▸ WHAT YOU NEED TO DO
Lines outside the range are not wanted. Give again exactly the lines between the line holding "Here are a couple" and the line holding "3. If there", inclusive, from the listing below.

*** DATASET RECORDS ***

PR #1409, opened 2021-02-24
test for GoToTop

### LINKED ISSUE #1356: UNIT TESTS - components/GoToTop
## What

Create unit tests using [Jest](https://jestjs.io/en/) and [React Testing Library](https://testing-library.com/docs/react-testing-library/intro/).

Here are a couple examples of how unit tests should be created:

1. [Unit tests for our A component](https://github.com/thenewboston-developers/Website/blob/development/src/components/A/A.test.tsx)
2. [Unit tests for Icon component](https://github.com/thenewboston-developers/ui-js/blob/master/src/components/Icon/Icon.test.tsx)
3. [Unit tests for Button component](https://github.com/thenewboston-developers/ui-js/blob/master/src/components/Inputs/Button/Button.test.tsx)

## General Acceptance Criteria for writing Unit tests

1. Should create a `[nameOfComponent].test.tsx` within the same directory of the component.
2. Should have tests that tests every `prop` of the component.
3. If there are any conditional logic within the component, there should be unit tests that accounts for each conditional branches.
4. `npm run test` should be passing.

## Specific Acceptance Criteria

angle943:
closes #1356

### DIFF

*** End of DATASET RECORDS ***

▸ OUTPUT FOR THIS TASK
Here are a couple examples of how unit tests should be created:

1. [Unit tests for our A component](https://github.com/thenewboston-developers/Website/blob/development/src/components/A/A.test.tsx)
2. [Unit tests for Icon component](https://github.com/thenewboston-developers/ui-js/blob/master/src/components/Icon/Icon.test.tsx)
3. [Unit tests for Button component](https://github.com/thenewboston-developers/ui-js/blob/master/src/components/Inputs/Button/Button.test.tsx)

## General Acceptance Criteria for writing Unit tests

1. Should create a `[nameOfComponent].test.tsx` within the same directory of the component.
2. Should have tests that tests every `prop` of the component.
3. If there are any conditional logic within the component, there should be unit tests that accounts for each conditional branches.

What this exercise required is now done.